Every season, the little discoveries happen again. As the darkness deepened, I was surprised as I had been surprised so many times before at how the human eye accommodates itself to night. I played the rods-and-cones game as I picked my way, looking away from where I wanted to go so I could see what was there, and it occurred to me that there was some deeper significance in the exercise if I would only stop walking a minute and consider it. Not too much later, I caught a shin on a dry stub sticking out of a spruce log and decided to give up the philosophical inquiry for the more useful illumination of a flashlight.
It was about eight when I suddenly broke out of the timber onto the gravel road. Only a mile left on even terrain.
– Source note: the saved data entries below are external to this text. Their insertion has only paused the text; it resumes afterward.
PR #567, opened 2019-09-14
Added LTS definition in the Help Me Choose index popup-text

cesarhernandezgt:
##### Checklist

- [x] `npm test` passes

### DIFF
--- a/src/handlebars/index.handlebars
+++ b/src/handlebars/index.handlebars
@@ -34,6 +34,7 @@
               <p>For more details see <a target="_blank" href="https://openjdk.java.net/groups/hotspot/">OpenJDK HotSpot</a>.</p>
               <p class="openj9-text"><b>Eclipse OpenJ9</b> is the VM from the Eclipse community.  It is an enterprise-grade VM designed for low memory usage and fast start-up and is used in IBM’s JDK.  It is suitable for running all workloads.</p>
               <p>For more details see <a target="_blank" href="https://www.eclipse.org/openj9/">Eclipse OpenJ9</a>.</p>
+              <p class="openj9-text"><b>Long Term Support (LTS)</b> in OpenJDK is really just an understanding between the various contributors (led by Oracle and Red Hat) that the code line for Java SE 11 / 17 / 23 etc will be maintained for a longer period of time than six months.</p>
             </div>
           </div>
         </h3>


ggam:
Great idea, but I thought Java 14 and 17 would be "LTS" too? Sadly I can't find the source for any of the two statements. Do you have any link?

Given all the confusion there's around the LTS stuff, it might be useful to even add a specific page with a more complete explanation. What do you think?

cesarhernandezgt:
Hi @ggam,
Thanks for the feedback, my original intent was to just provide to end user the deffinition of LTS, I copied the text from the JC [Java is still free](https://medium.com/@javachampions/java-is-still-free-2-0-0-6b9aa8d6d244).

Now that I see your feedback I think we can actually have two paths:

**1. Add a link to LTS as you suggested in order to provide the 14,17, etc. release cadence** 

Pros: 

- We provide more information to end-user.

Cons: 

- The 14,17 will need to be maintained in the future along with the link.
- The "one" link that explains all about LTS is hard to find, notice that even [Oracle](https://www.oracle.com/technetwork/java/java-se-support-roadmap.html) nor [Wikipedia](https://en.wikipedia.org/wiki/Java_version_history) don't provide information yet for future releases beyond 13.

**2. Simplify the PR by removing the version numbers, a new proposal could be:**
`
Long Term Support (LTS) in OpenJDK is really just an understanding between the various contributors (led by Oracle and Red Hat) that the code line for a specific version of Java SE  will be maintained for a longer period of time than six months.
`

Pros: 

- Removing the version numbers avoid maintenance and provide enough information for understanding LTS definition.

Cons:
- Is up to the end-user to investigate by their own the latest Oracle release cadence and LTS support roadmap.

I vote for option #2. 
What do you think about it?

ggam:
Option 2 with a link to Java is Still Free article for more information sounds pretty reasonable!

My only concern about the text is that, to my knowledge, OpenJDK by itself doesn't have the LTS notion, meaning *anyone* can provide LTS for *any* specific JDK version. If that's not mistaken, then it's not true that "the contributors, led by Oracle and Red Hat" decide which version has long term support.

I might be wrong on this and OpenJDK might indeed support the LTS notion in the form of the "updates" projects. But again, any company could just maintain their own private repo and provide support.

This is just semantic stuff, but given all the confusion it has created, we need to be careful and correctly edudate users.

src/handlebars/index.handlebars
```diff
@@ -34,6 +34,7 @@
               <p>For more details see <a target="_blank" href="https://openjdk.java.net/groups/hotspot/">OpenJDK HotSpot</a>.</p>
               <p class="openj9-text"><b>Eclipse OpenJ9</b> is the VM from the Eclipse community.  It is an enterprise-grade VM designed for low memory usage and fast start-up and is used in IBM’s JDK.  It is suitable for running all workloads.</p>
               <p>For more details see <a target="_blank" href="https://www.eclipse.org/openj9/">Eclipse OpenJ9</a>.</p>
+              <p class="openj9-text"><b>Long Term Support (LTS)</b> in OpenJDK is really just an understanding between the various contributors (led by Oracle and Red Hat) that the code line for Java SE 11 / 17 / 23 etc will be maintained for a longer period of time than six months.</p>
```
karianna: class openj9-text should also be removed.

gdams:
closing in favour of https://github.com/AdoptOpenJDK/openjdk-website/pull/608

I turned off the flashlight and forced my legs back to lengthen the stride, the rain still pattering down on my hood, mixed now with sleet and an occasional sloppy flake. A walking tune began running through my mind. “Gray skies all of them gone; nothing but blue skies all day long . . .”
There is a special, bittersweet lonesome in the last mile of the day. Out before light, back after dark, a long day in the black timber beyond the reach of humanity, with only the tiny voice in your head to break the white-hot focus on each second, each sound, sight, and scent. And so I swung along at a good pace through the night, savoring this last moment and looking forward to ending it.
At last, I saw the buttery light winking in a distant window, and in five minutes, I pushed open the door. The warmth of the room was mixed with the thick, rich smell of browned meat and cooked onions.
“Thought you might have decided to spend the night out,” the Professor commented sarcastically. “Being such a beautiful evening.” Then, after a significant pause, “Fresh tenderloin on the back of the stove.”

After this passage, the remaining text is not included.